When it comes to working out, the most amazing machine of all is your own body! Check out these highly effective, no-equipment exercise swaps for three common weight-machine exercises. We promise you’ll be challenging your body in whole a new way!
Instead of: Heading to the horizontal leg press to work your backside
Try: Heading to the floor for quadruped bent-knee hip extensions
When it comes to sculpting a strong, sexy booty, equipment isn’t always needed. Researchers at the University of Wisconsin-La Crosse concluded that, compared to other common machine-based exercises such as the vertical and horizontal leg press, the bent-knee hip extension exercise elicited a higher degree of muscle activation in the gluteus maximus and gluteus medius, the two main muscles that make up the butt, as well as in the hamstrings (and who doesn’t want that come beach season).
Instead of: Using the cable machine for rope push-downs to sculpt your upper arms
Try: Using your own bodyweight for triangle push-ups
While both moves target the triceps, the muscles in the back of the upper arms, triangle push-ups also help to simultaneously strengthen the muscles of the chest, shoulders and core—definitely a better bang for your buck! This variation on the push-up, in which the thumbs and forefingers are placed together in a triangle shape directly beneath the chest, ranked number one in terms of muscle activation in a triceps exercise study commissioned by the American Council on Exercise. You can reduce the intensity of this move by keeping the knees on the ground, or up the challenge by hovering one foot off the ground. And, because there’s no equipment needed, this move can be done just about anywhere.

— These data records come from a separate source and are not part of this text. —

PR #1109, opened 2023-05-26
Add screen recording commands

### LINKED ISSUE #336: Screen recording
Is there any thoughts on recording the screen as a video? Is there a way to trigger a screen recording?

tokou:
## Proposed Changes

- This PR adds the `startRecording: <recording_path>` and `stopRecording` commands as suggested in #336 
- The recording logic was already implemented so it was quite easy to add

## Testing

- Wrote an integration test
- Built maestro and ran it locally both on an Android emulator and an iOS simulator

## Issues Fixed

Fixes #336

### DIFF
--- a/maestro-orchestra/src/main/java/maestro/orchestra/Orchestra.kt
+++ b/maestro-orchestra/src/main/java/maestro/orchestra/Orchestra.kt
@@ -26,6 +26,7 @@ import maestro.Filters.asFilter
 import maestro.FindElementResult
 import maestro.Maestro
 import maestro.MaestroException
+import maestro.ScreenRecording
 import maestro.js.Js
 import maestro.js.JsEngine
 import maestro.networkproxy.NetworkProxy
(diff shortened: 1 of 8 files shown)


maestro-orchestra/src/main/java/maestro/orchestra/Orchestra.kt
```diff
@@ -557,6 +564,20 @@ class Orchestra(
         return false
     }
 
+    private fun startRecordingCommand(command: StartRecordingCommand): Boolean {
+        val pathStr = command.path + ".mp4"
```
berikv, line 568: Lets use the exact path as specified, not appending the extension.
Otherwise `screenRecording: login.mp4` would be recording `login.mp4.mp4`.

berikv: I think changing the behaviour of screenshot over this does not bring enough value to be worth it.
Lets keep the ".mp4" addition extension as in the PR now to be in line with screenshot.

berikv (approved):

tokou:
@Angelk90 I don't see a reason why it wouldn't.

tokou:
@Angelk90 You can use the local script `maestro` which builds and installs the distribution and then uses it instead of the default binary.

https://github.com/mobile-dev-inc/maestro/blob/cfcebe186c8f5eee24f095188b4eea9e58c529eb/maestro#L5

Instead of: Taking a seat on the leg extension to strengthen your thighs
Try: Taking an imaginary seat in a squat
When it comes to increasing thigh strength, squats not only elicit more muscle activity in the quadriceps, they also generate approximately twice as much hamstring activity as compared to leg extensions, according to research from the American Sports Medicine Institute. And, if that added bonus wasn’t enough to get you sitting back into your imaginary chair, individuals who perform squats long-term tend to have tighter, stronger knee ligaments than those who opt not to squat, according to research from Auburn University. To add more intensity to this move, try performing squat jumps, as seen in the photo above, for a new challenge.
Want more no-equipment exercise ideas? Check out ACE’s free Exercise Library!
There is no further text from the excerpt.